PR #2197, opened 2025-01-29
Enhance DE selection UI

eweitz:
This improves the differential expression picker to show more groups, ease user interaction, and display useful DE state.

### Overview
[Previously](https://github.com/broadinstitute/single_cell_portal_core/pull/1806), the DE picker used drop-down menus, and omitted groups that were eligible for DE but had no comparisons available.  Virtually all DE was SCP-computed and thus only had one-vs-rest comparisons available.  A small number of studies had author DE, and a subset of those had pairwise DE available.  That old DE selection UI strongly assumed users wouldn't have pairwise DE comparisons, or would add them through the upload UI view.

Now, the DE picker uses lists that show all groups at a glance.  It uses color and hover text to distinguish which comparison groups have DE results available vs. not.  This will let users see one-vs-rest DE like before, while also having an intuitive way to enable pairwise DE comparisons.  

Here's how it looks!

https://github.com/user-attachments/assets/f37711b5-4d4a-4a62-a375-0b6c3b76c252

Later UI work will integrate downstream views for DE-available and DE-unavailable.

### Test
A new automated test verifies behavior.  To manually test:
1.  Run migration: `bin/rails db:migrate`
2.  Set `default_pairwise_de_ui` feature flag to `true`
3.  Go to study "Cellular and transcriptional diversity over the course of human lactation"
4.  Click "Differential expression" button
5.  Confirm two lists of groups appear, and 2nd list is disabled
6.  Pick a group in 1st list, e.g. "B cells"
7.  Confirm 2nd list becomes enabled
8.  Confirm 1st row in 2nd list shows "rest" in green
9.  Confirm all groups _except_ picked group from 1st list (e.g. "B cells") appear in yellow
10.  Pick a different group in 1st list
11.  Confirm picked group in 1st list doesn't appear in 2nd list

### More details
This satisfies SCP-5846.  Further context is available in [2025-01-28 SCP demo](https://drive.google.com/file/d/1TcxKURnfq1F2T-BDv1nmDvwEnMCjvHOa/view?t=14).


app/javascript/components/visualization/controls/DifferentialExpressionGroupPicker.jsx
```diff
@@ -7,6 +7,10 @@ import { fetchBucketFile } from '~/lib/scp-api'
 import PlotUtils from '~/lib/plot'
 const { getLegendSortedLabels } = PlotUtils
 
+
+// https://stackoverflow.com/questions/37909134/nbsp-jsx-not-working
+const blankSpace = '\u00A0' // How React JSX does &nbsp;
```
bistline, line 12: Gross, but good to know!

db/migrate/20250127092542_add_flag_for_default_pairwise_de_ui.rb
```diff
@@ -0,0 +1,11 @@
+class AddFlagForDefaultPairwiseDeUi < Mongoid::Migration
+  def self.up
+    FeatureFlag.create!(name: 'default_pairwise_de_ui',
+                        default_value: false,
+                        description: 'show pairwise differential expression UI by default')
+  end
+
+  def self.down
+    FeatureFlag.find_by(name: 'default_pairwise_de_ui')&.destroy
```
bistline, line 9: I know this is our SOP in migrations (as is evidenced by pretty much all other FF-related ones), but we ideally should be calling `FeatureFlag.retire_feature_flag('default_pairwise_de_ui')` here instead.  That also cleans up any existing flags that have been set for users/studies.  Really not a big deal, just a note for future "us".

bistline (approved):
Looks good so far!

db/migrate/20250127092542_add_flag_for_default_pairwise_de_ui.rb
eweitz: Nice refinement, done in 6ca4b6f.

eweitz:
The build failures are non-overlapping and inconsistent, and seem due to upstream issues.  So they're false positives insofar as these changes are concerned.

jlchang (approved):
Informational: the message "Select a group in other menu" is just long enough to cause a visual paper cut if my viewport is just a little more narrow than usual:
https://github.com/user-attachments/assets/bb1ab15f-06b6-48ac-a192-a302cbe96707

Some non-blocking UI message suggestions to consider:
Select a group in other menu -> Select from left column first
Rationale - "left" and "first" provide a bit more specificity

All other groups -> Compare to to combined groups
Rationale - emphasizes the selection is for comparison

Pick to enable -> Pick for pairwise comparison
Rationale - notes comparison is pairwise

Thought for future implementation: pairwise results are currently "directional" (ie, if Bcell vs Tcells is calculated, we'd only have "Bcell vs Tcells" and not "Tcell vs Bcells"). We can either 1. know in the UI to make both options available and if the "opposite direction" is chosen, flip the sign for the size metric and figure out the correct row order presentation) or indicate in the UX that they may want to try both combinations before concluding that the data has not yet been generated.

eweitz:
Thanks for the review!  I've opened a ticket to improve the note text responsiveness, and incorporated some suggestions.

§ **WORK ORDER**:
The expected result is a copy of each line in the records where "https" appears.

§ **REPLY**:
[Previously](https://github.com/broadinstitute/single_cell_portal_core/pull/1806), the DE picker used drop-down menus, and omitted groups that were eligible for DE but had no comparisons available.  Virtually all DE was SCP-computed and thus only had one-vs-rest comparisons available.  A small number of studies had author DE, and a subset of those had pairwise DE available.  That old DE selection UI strongly assumed users wouldn't have pairwise DE comparisons, or would add them through the upload UI view.
https://github.com/user-attachments/assets/f37711b5-4d4a-4a62-a375-0b6c3b76c252
This satisfies SCP-5846.  Further context is available in [2025-01-28 SCP demo](https://drive.google.com/file/d/1TcxKURnfq1F2T-BDv1nmDvwEnMCjvHOa/view?t=14).
+// https://stackoverflow.com/questions/37909134/nbsp-jsx-not-working
https://github.com/user-attachments/assets/bb1ab15f-06b6-48ac-a192-a302cbe96707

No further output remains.